Eso fue lo que más me dolió.
Porque ella era mi novia.
Pero él era mi hermano.
O al menos eso había creído.
Salí de la casa sin decir nada más.
Despues de un par de horas Regrese y Terminé pidiéndole perdón.
A veces todavía me pregunto si lo hice porque realmente creía que había sido injusto con ella o porque tenía miedo de perderla.
Lucy aceptó mis disculpas con una dignidad que me hizo sentir aún peor. Durante días mantuvo cierta distancia, como si todavía estuviera herida por la discusión. Poco a poco las cosas volvieron a la normalidad.

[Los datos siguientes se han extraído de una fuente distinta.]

PR #737, opened 2021-06-17
Remove lifecycle building binary

tylerphelan:
- Lifecycle is built out of band of the kpack repo now


tomkennedy513 (approved):

matthewmcnew:
I think it is still useful to include how the lifecycle image is built within the kpack repo so that the kpack project can be completely built on its own. @tylerphelan I believe we were looking at utilizing the kpack repo to build the lifecycle image in the kpack pipelines? Could we close this?

PR #755, opened 2021-07-03
Image spec add new tagging strategy: GitRevision

zhengzhou1992:
Hi,

It may be a common usage that associate the git revision with the container image revision, so I extend the ImageTaggingStrategy with the **GitRevision** option. 

for example, use git with revision `ewfge4w`  as Image source,
when use BuildNumber image tagging strategy:
`docker.io/my-project/myapp:mytag-b1.20210703.151213`
when use **GitRevision** image tagging strategy:
`docker.io/my-project/myapp:mytag-ewfge4w`

Please let me know if any suggestions and comments, I will try to adjust  : 0

### DIFF
--- a/pkg/apis/build/v1alpha1/image_builds.go
+++ b/pkg/apis/build/v1alpha1/image_builds.go
@@ -158,25 +158,43 @@ func (im *Image) SourceResolver() *SourceResolver {
 }
 
 func (im *Image) generateTags(buildNumber string) []string {
-	if im.disableAdditionalImageNames() {
+	tag, err := name.NewTag(im.Spec.Tag, name.WeakValidation)
+
+	switch im.Spec.ImageTaggingStrategy {
+	case BuildNumber:
+		if err != nil {
+			// We assume that if the Image Name cannot be parsed the image will not be successfully built
+			// in this case we can just ignore any additional image names
+			return nil
+		}
+
+		now := time.Now()
+		tagName := tag.TagStr() + "-"
+		if tagName == "latest-" {
+			tagName = ""
+		}
+		return []string{
+			im.Spec.Tag,
+			tag.RegistryStr() + "/" + tag.RepositoryStr() + ":" + tagName + "b" + buildNumber + "." + now.Format("20060102") + "." + fmt.Sprintf("%02d%02d%02d", now.Hour(), now.Minute(), now.Second())}
+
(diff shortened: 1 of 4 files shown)


matthewmcnew:
Hi @zhengzhou1992, Thanks for the PR!

Utilizing the git commit for an additional image seems to be useful functionality but, I fear we may be conflating the objective of the build number tag with the desire for meaningful tags. 

The original objective of the the `BuildNumber` tag was to ensure that each built image was tagged to prevent images built from previous builds from being garbage collected. A single git commit could be built multiple times so, a git commit tag would not necessarily prevent images from being garbage collected. 

I wonder if we should simply provide the git commit as a tag in addition to the build number tag or allow multiple tags to be provided in the `image.spec.tag`?

Curious other's thoughts.

matthewmcnew:
Hi @zhengzhou1992,
Thanks for the context! It sounds like additionally tagging all builds with the git revision alongside the build number strategy would be helpful and/or allowing you provide additional tags that are mutable. 

Do you have any automation that runs after kpack builds a new image? Or do developers manually deploy kpack built images? We commonly recommend adding additional tags after kpack builds an image in a CI/CD tool perhaps with the [crane cli](https://github.com/google/go-containerregistry/blob/main/cmd/crane/README.md).

v-zhidu:
I have similar problems in my company. A readable git revison tag would be helpful for some workflows. We should providing multiple strategies for users to choose is not really bad idea. 

> We commonly recommend adding additional tags after kpack builds an image in a CI/CD tool perhaps with the crane cli.
> #802 

There two methods are not suitable for our scenario. I intend to automate the process of building images in one tool. I prefer manage some inmutable configuration, and determine tags when kpack building.

samj1912:
@v-zhidu kpack now natively supports additional tags - https://github.com/pivotal/kpack/pull/802

v-zhidu:
> 
@samj1912 thanks for the reply. I have seen this PR. But the additional tags are reassigned each time the code is committed in my scenario. I prefer the image resource is immutable. As far as I know，spring-boot-maven-plugin is already integrated with buildpacks, and it can determine the image tag by version in pom.xml (same as git tag).

matthewmcnew:
Closing this as it needs more discussion. Could we open an issue or rfc to track the discussion on this going forward?

PR #763, opened 2021-07-09
Fix changed pack command

wiggitywhitney:
Hello!  The pack command `pack suggest-stacks` has been deprecated and replaced with `pack stack suggest` so I have updated the kpack docs accordingly.  I hope you find this helpful!  

Have a wonderful day.


matthewmcnew:
Good Catch! Thanks, @wiggitywhitney

matthewmcnew (approved):

PR #768, opened 2021-07-12
Unfocus Access Checker Tests and update error messages to match

jromero:
I came across this focused test. Once I unfocused it they appear to have been some outdated tests. I updated the expected error messages to match. 

_Full disclosure: I didn't dig into why the messages changed but I assumed that it might simply be a client library update._


tomkennedy513 (approved):
Nice find!

matthewmcnew (approved):

Issue #741, opened 2021-06-22
Support buildpacks with the wildcard stack


matthewmcnew:
Currently, buildpacks with a wildcard stack will not be properly recognized by kpack. 

RFC: https://github.com/buildpacks/rfcs/pull/97

mgibson1121:
Is there any way to validate this?  Correct me if I'm wrong but seems like it could be validated by the UBI stories when they are finished.

matthewmcnew:
This can be validated with any of the heroku jvm buildpacks: https://github.com/heroku/buildpacks-jvm/releases.

matthewmcnew:
You can also package a simple buildpack locally with the wildcard stack with `pack buildpack new` & edit buildpack.toml & `pack buildpack package`

PR #776, opened 2021-07-19
add support for anystack buildpacks

tomkennedy513:


tylerphelan (approved):

pkg/cnb/buildpack_validation.go
```diff
@@ -16,7 +17,9 @@ func (bl BuildpackLayerInfo) supports(buildpackApis []string, id string, mixins
 	}
 
 	for _, s := range bl.Stacks {
-		if s.ID == id {
+		iaAnystack := s.ID == "*" && api.MustParse(bl.API).Compare(api.MustParse("0.5")) >= 0
```
matthewmcnew, line 20: MustParse will panic on a not parseable input which is actually an underlying user input. `api.NewVersion` is probably safer.

matthewmcnew: We already pull in semver to parse buildpack versions. Could we use that instead of adding another dependency on the lifecycle?

tomkennedy513: ya good call

matthewmcnew (approved):

pkg/cnb/buildpack_validation.go
```diff
@@ -15,8 +16,19 @@ func (bl BuildpackLayerInfo) supports(buildpackApis []string, id string, mixins
 		return errors.Errorf("unsupported buildpack api: %s, expecting: %s", bl.API, strings.Join(buildpackApis, ", "))
 	}
 
+	anyStackMinimumVersion, err := semver.NewVersion("0.5")
```
matthewmcnew, line 19: You could MustParse this.

matthewmcnew: And pull it out as var

pkg/cnb/buildpack_validation.go
```diff
@@ -46,3 +54,7 @@ func present(haystack []string, needle string) bool {
 	}
 	return false
 }
+
+func isAnystack(stackId string, buildpackVersion *semver.Version) bool {
```
matthewmcnew, line 58: Nice!

matthewmcnew:
Closes https://github.com/pivotal/kpack/issues/741

PR #780, opened 2021-07-21
Utilize release-1.19 of kube-openapi to generate openapi definitions

matthewmcnew:
- This makes the openapi definition consistent across v1alpha1 and v1alpha2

Y después de un tiempo, volvió a ser ella.
La Lucy de siempre.
La que se reía viendo películas malas conmigo en el sofá. La que dejaba notas en la nevera cuando yo tenía un mal día. La que se quedaba dormida apoyada sobre mi hombro mientras leíamos en silencio.
Los meses pasaron.
Nuestro departamento volvió a sentirse como un hogar.
Las heridas parecían cerradas.
Al menos por fuera.
Porque dentro de mí seguía existiendo algo que no lograba entender.
No era solamente resentimiento.
No era únicamente desconfianza.
Era curiosidad.
Una curiosidad oscura que aparecía en los momentos más inesperados.
A veces observaba a Lucy mientras cocinaba o hablaba por teléfono y recordaba aquellas grabaciones.
Intentaba apartar esos pensamientos, pero siempre regresaban.
Como una sombra.
Como una puerta que había sido abierta y que ahora era imposible cerrar.
Y entonces, una tarde cualquiera, sonó mi teléfono.
Era Tomás.
Me quedé mirando la pantalla varios segundos antes de contestar.
—Hola.
Su voz sonaba cansada.
Más vieja.
Más apagada de lo que recordaba.
—Necesito pedirte un favor.
Sentí un nudo en el estómago.
Escuché cómo me explicaba que había perdido el trabajo. Que estaba teniendo problemas para pagar el alquiler. Que necesitaba un lugar donde quedarse mientras encontraba algo nuevo.
—Solo unas semanas —dijo—. Después me voy.
Miré hacia la cocina.
Lucy estaba preparando café sin saber quién estaba al otro lado de la llamada.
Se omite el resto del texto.